[Activity]
Please read the records below and return each line holding the string "else".

[Saved data entries]
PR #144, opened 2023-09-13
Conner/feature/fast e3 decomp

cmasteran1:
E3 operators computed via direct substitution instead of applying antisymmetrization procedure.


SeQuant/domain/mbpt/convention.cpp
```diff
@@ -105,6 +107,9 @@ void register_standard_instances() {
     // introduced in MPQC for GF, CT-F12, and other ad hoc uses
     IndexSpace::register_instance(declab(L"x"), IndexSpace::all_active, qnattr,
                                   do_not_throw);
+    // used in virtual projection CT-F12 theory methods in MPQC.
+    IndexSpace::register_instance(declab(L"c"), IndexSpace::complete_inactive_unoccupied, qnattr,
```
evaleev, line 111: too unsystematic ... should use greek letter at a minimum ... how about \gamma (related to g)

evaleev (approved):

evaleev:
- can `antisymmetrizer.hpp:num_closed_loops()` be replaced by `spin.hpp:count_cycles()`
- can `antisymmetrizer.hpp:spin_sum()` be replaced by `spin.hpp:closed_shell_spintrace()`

--

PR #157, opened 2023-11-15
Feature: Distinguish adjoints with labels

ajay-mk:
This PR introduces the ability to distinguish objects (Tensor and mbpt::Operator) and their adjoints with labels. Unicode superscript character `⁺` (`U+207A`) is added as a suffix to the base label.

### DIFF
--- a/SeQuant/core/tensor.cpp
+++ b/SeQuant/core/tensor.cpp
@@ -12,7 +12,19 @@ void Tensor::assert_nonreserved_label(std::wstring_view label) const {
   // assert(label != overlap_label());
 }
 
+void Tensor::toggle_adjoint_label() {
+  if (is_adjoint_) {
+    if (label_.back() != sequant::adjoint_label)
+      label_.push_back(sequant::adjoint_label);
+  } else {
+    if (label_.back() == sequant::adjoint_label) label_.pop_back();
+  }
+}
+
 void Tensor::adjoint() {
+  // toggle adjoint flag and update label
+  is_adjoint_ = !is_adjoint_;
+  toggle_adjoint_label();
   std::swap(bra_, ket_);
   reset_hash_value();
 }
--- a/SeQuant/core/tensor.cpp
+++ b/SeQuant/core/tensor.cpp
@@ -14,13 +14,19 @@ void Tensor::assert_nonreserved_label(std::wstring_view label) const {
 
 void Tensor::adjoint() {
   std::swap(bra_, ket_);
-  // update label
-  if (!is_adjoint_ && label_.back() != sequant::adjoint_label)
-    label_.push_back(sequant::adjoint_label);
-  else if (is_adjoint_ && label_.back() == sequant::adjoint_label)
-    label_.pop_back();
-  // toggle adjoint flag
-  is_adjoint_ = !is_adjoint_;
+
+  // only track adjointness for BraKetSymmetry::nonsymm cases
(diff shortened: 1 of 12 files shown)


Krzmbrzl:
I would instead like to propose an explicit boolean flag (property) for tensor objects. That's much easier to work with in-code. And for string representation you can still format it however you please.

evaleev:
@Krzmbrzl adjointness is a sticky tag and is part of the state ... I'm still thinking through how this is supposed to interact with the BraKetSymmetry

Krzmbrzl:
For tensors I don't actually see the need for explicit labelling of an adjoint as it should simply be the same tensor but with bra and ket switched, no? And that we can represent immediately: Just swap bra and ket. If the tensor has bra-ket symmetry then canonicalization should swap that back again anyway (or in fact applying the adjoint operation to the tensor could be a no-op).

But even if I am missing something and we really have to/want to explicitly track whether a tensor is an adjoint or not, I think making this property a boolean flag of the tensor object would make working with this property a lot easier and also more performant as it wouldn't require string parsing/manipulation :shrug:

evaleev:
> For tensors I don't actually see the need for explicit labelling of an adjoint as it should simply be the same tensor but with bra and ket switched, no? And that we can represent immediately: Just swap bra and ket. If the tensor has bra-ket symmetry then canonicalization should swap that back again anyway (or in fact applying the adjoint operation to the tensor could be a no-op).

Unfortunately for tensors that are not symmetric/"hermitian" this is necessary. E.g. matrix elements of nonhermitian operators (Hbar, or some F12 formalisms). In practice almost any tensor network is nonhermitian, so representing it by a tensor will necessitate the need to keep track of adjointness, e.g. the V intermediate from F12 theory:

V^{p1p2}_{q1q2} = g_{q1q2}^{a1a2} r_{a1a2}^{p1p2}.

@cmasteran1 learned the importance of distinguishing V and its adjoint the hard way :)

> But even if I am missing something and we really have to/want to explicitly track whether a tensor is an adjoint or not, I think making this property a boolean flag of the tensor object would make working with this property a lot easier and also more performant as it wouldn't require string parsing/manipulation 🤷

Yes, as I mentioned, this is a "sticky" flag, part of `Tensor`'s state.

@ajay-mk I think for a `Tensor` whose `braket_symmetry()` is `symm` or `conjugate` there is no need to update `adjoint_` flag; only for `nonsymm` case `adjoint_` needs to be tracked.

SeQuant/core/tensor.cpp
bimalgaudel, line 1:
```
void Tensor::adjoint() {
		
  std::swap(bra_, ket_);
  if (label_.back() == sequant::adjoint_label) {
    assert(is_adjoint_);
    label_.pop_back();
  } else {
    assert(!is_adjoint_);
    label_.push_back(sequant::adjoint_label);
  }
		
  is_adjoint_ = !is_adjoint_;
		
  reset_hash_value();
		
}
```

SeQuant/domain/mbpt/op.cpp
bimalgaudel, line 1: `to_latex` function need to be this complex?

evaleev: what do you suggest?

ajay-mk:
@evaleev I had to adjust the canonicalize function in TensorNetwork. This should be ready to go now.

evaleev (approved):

---

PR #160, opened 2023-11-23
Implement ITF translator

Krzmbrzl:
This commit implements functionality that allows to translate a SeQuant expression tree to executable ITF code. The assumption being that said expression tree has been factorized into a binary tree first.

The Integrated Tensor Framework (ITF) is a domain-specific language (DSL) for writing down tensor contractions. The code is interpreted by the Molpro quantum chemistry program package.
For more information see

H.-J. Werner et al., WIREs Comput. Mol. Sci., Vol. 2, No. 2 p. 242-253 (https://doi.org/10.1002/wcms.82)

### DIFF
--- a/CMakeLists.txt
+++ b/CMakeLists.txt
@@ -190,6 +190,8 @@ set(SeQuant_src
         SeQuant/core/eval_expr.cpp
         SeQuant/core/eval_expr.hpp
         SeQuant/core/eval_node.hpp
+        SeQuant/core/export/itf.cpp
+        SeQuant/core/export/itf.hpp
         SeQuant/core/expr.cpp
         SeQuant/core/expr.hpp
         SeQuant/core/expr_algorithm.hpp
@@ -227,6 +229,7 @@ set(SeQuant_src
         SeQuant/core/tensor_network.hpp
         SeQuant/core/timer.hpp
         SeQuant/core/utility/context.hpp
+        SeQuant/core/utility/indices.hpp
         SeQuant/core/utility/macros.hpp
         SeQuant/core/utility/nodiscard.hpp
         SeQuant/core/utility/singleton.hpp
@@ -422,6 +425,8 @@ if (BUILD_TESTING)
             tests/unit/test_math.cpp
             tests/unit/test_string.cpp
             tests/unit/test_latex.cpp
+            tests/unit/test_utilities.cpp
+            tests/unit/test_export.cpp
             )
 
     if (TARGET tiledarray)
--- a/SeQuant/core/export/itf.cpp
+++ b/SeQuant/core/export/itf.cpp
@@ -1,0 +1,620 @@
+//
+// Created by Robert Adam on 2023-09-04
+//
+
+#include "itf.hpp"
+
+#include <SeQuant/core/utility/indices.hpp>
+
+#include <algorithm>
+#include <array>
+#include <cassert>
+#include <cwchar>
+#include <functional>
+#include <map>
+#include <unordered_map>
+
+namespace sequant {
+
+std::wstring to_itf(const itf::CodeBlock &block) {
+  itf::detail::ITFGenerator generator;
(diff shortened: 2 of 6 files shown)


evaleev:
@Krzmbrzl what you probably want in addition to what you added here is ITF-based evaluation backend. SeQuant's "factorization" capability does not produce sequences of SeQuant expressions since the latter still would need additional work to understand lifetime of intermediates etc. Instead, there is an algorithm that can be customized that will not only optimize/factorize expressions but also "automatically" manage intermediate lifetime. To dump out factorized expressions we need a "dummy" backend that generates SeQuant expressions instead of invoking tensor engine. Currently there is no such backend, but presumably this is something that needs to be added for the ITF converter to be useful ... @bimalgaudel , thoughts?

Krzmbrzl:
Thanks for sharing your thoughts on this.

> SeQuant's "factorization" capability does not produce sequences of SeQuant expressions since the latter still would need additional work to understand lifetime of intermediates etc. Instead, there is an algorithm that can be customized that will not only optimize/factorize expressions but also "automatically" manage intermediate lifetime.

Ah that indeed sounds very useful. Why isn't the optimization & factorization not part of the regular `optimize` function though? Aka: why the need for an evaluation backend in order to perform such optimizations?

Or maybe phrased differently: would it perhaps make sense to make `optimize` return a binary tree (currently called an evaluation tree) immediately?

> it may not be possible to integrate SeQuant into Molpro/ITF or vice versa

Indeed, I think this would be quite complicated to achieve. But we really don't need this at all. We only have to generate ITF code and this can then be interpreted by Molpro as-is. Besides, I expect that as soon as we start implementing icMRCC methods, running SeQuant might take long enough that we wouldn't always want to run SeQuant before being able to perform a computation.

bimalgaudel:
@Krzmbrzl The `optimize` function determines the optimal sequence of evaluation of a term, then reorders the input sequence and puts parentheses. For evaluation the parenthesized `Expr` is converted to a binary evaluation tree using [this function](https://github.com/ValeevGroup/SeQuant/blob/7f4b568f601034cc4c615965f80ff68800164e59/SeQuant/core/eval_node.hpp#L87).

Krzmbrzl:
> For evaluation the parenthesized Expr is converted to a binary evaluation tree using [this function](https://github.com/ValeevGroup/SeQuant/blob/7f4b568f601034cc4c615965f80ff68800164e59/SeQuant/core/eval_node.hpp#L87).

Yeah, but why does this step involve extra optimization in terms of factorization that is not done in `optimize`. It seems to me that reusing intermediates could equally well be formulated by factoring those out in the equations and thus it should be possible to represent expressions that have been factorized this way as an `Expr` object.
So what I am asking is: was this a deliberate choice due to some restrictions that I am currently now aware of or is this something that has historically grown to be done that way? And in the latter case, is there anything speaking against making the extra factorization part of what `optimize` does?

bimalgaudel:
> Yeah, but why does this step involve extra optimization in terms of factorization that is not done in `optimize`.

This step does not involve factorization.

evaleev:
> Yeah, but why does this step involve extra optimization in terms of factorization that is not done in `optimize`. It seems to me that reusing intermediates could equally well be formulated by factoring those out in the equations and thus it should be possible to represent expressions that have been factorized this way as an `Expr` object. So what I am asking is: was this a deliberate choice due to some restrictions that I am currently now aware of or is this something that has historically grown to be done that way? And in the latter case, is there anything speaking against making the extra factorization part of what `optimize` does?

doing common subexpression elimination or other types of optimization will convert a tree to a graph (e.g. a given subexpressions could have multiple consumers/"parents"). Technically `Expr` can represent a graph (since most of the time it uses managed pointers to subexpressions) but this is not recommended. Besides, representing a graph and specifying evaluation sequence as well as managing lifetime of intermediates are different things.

[Exercise solution]
+  } else {
-  else if (is_adjoint_ && label_.back() == sequant::adjoint_label)
  } else {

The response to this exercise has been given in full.